Assigned task =>
Go line by line through the records below. Copy whichever lines contain the string "return".

Materials provided =>
PR #12377, opened 2026-02-02
Add kickstarter link 1880 romania

perwestling:
Add link for Kickstarter of 1880 Romania, to first page.

### Screenshots

image


perwestling:
Not sure what happened. Should have been just one commit.

perwestling:
OK, I'll redo it.

PR #12383, opened 2026-02-08
[18Cuba] Par minors with concession exchange

chrstas:
Implements 18Cuba-specific logic for parring minor corporations via concessions. Overrides process_par to handle minors differently: sets the corporation’s par, exchanges a concession for the minor’s starting shares, applies any exchange discounts, updates player ownership, closes the concession if needed, and tracks the action. Also adjusts share-buying rules to prevent minors from selling additional shares after floating.

## Before clicking "Create"

## Implementation Notes

- Variable name changed to meaningful name in simple_draft (pending reveiwer comment from last PR)
- Entities consistently completed with types

### DIFF
--- a/lib/engine/game/g_18_cuba/game.rb
+++ b/lib/engine/game/g_18_cuba/game.rb
@@ -278,7 +278,7 @@ module Engine
         def can_par?(corporation, entity)
           # FC cannot be parred
           # Minors can only be parred by players with a concession to exchange
-          return false if corporation.name == 'FC'
+          return false if corporation.type == :state
           return super unless corporation.type == :minor
 
           entity.companies.any? { |c| abilities(c, :exchange) }
--- a/lib/engine/game/g_18_cuba/step/buy_sell_par_shares.rb
+++ b/lib/engine/game/g_18_cuba/step/buy_sell_par_shares.rb
@@ -88,11 +88,6 @@ module Engine
             end
           end
 
-          def available_cash(entity)
-            # Extends available cash with concession discount for step action availability checks.
-            entity.cash + concession_discount(entity)
-          end
-
           def minor_starting_bundle(corporation)
             # Builds the starting share bundle required to par a minor.
             shares = corporation.ipo_shares.take(2)
@@ -120,6 +115,22 @@ module Engine
 
           def special_abilities?(company)
             company.abilities.any? { |a| a.type != :exchange }
+          end
+
+          def can_buy?(entity, bundle)
+            corporation = bundle&.corporation
+
+            # Only apply custom logic to minors
+            return super unless corporation&.type == :minor
+
+            minor_not_parred = !corporation.ipoed
+            discount = exchange_concession(entity)&.discount.to_i
+
+            # Allow par if the minor is not parred and a concession discount is available
+            return true if minor_not_parred && discount.positive?
+
+            # Fallback to default engine rules
+            super
           end
         end
       end


lib/engine/game/g_18_cuba/entities.rb
```diff
@@ -207,66 +277,73 @@ module Entities
...
-            type: 'minor',
             tokens: [0],
             shares: [40, 20, 20, 20],
             color: :lightgreen,
+            type: :minor,
+            capitalization: :incremental,
           },
           {
             float_percent: 60,
             sym: 'SB',
```
ollybh: My copy of the game uses CS for this company, not SB. It would be best to be consistent with this.

lib/engine/game/g_18_cuba/step/buy_sell_par_shares.rb
```diff
@@ -0,0 +1,92 @@
...
+            exchange_price = (share_price.price * bundle.num_shares) - exchange_discount
+
+            @round.players_bought[entity][corporation] += bundle.percent
+
+            buy_shares(
+                entity,
+                bundle,
+                exchange: concession,
+                exchange_price: exchange_price,
+              )
```
ollybh, line 47: Could the player choose a par price that is too high for them to afford three shares, even with the concession discount? What happens if they do?

You might want to override `available_par_cash`, that method is called from `View::Game::Par` and is used to calculate how many shares the player can afford for each par price.

lib/engine/game/g_18_cuba/step/buy_sell_par_shares.rb
```diff
@@ -0,0 +1,92 @@
...
+
+            track_action(action, corporation)
+          end
+
+          def minor_starting_bundle(corporation)
+            shares = corporation.ipo_shares.take(2)
+            ShareBundle.new(shares)
+          end
+
+          def exchange_concession!(entity)
```
ollybh: The exclamation mark on the end of this method implies that it is making changes to objects, but you're just finding something here.

lib/engine/game/g_18_cuba/step/buy_sell_par_shares.rb
```diff
@@ -0,0 +1,92 @@
...
+          def close_concession_if_applicable(concession)
+            concession.close! if special_abilities?(concession)
+          end
+
+          def special_abilities?(company)
+            company.abilities.any? { |a| a.type != :exchange }
+          end
+
+          def can_buy?(entity, bundle)
+            super # &&
```
ollybh: Should this line be removed?

lib/engine/game/g_18_cuba/step/buy_sell_par_shares.rb
```diff
@@ -0,0 +1,92 @@
...
+            # In G18Cuba, minor corporations may not sell additional shares to other players
+            !(bundle.owner.corporation? && bundle.corporation.type == :minor && bundle.corporation.floated?)
```
ollybh: An alternative approach might be to mark the last two shares of each minor as non-buyable, using their `buyable` attribute. I'm not sure if that's better than this.

lib/engine/game/g_18_cuba/step/buy_sell_par_shares.rb
```diff
@@ -0,0 +1,92 @@
...
+          def remove_exchange_ability(concession)
+            ability = concession.abilities.find { |a| a.type == :exchange }
+            return unless ability
+
+            concession.remove_ability(ability)
+            concession.value = 0
+          end
+
+          def close_concession_if_applicable(concession)
+            concession.close! if special_abilities?(concession)
```
ollybh: Don't you want to leave the company open if it has any other abilities, and only close concession 1 after it is exchanged for a minor?

lib/engine/game/g_18_cuba/step/buy_sell_par_shares.rb
chrstas: You are right... have added the suggestion and also secured it with GameError

lib/engine/game/g_18_cuba/step/buy_sell_par_shares.rb
chrstas: I needed to review the rules again and think about it. But I have changed it now and it makes sense because UI then also shows it as reserved IPO shares. 

thanks for the hint

chrstas:
Did additional tests for cases with players with low cash but concession. To my understanding it should be covered now.

lib/engine/game/g_18_cuba/step/buy_sell_par_shares.rb
```diff
@@ -0,0 +1,128 @@
...
+            available = available_par_cash(entity, corporation)
+
+            @game.stock_market.par_prices.select do |price|
+              (price.price * bundle_size) <= available
+            end
+          end
+
+          def available_cash(entity)
+            # Extends available cash with concession discount for step action availability checks.
+            entity.cash + concession_discount(entity)
```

Reply =>
-          return false if corporation.name == 'FC'
+          return false if corporation.type == :state
           return super unless corporation.type == :minor
+            return super unless corporation&.type == :minor
+            return true if minor_not_parred && discount.positive?
+            return unless ability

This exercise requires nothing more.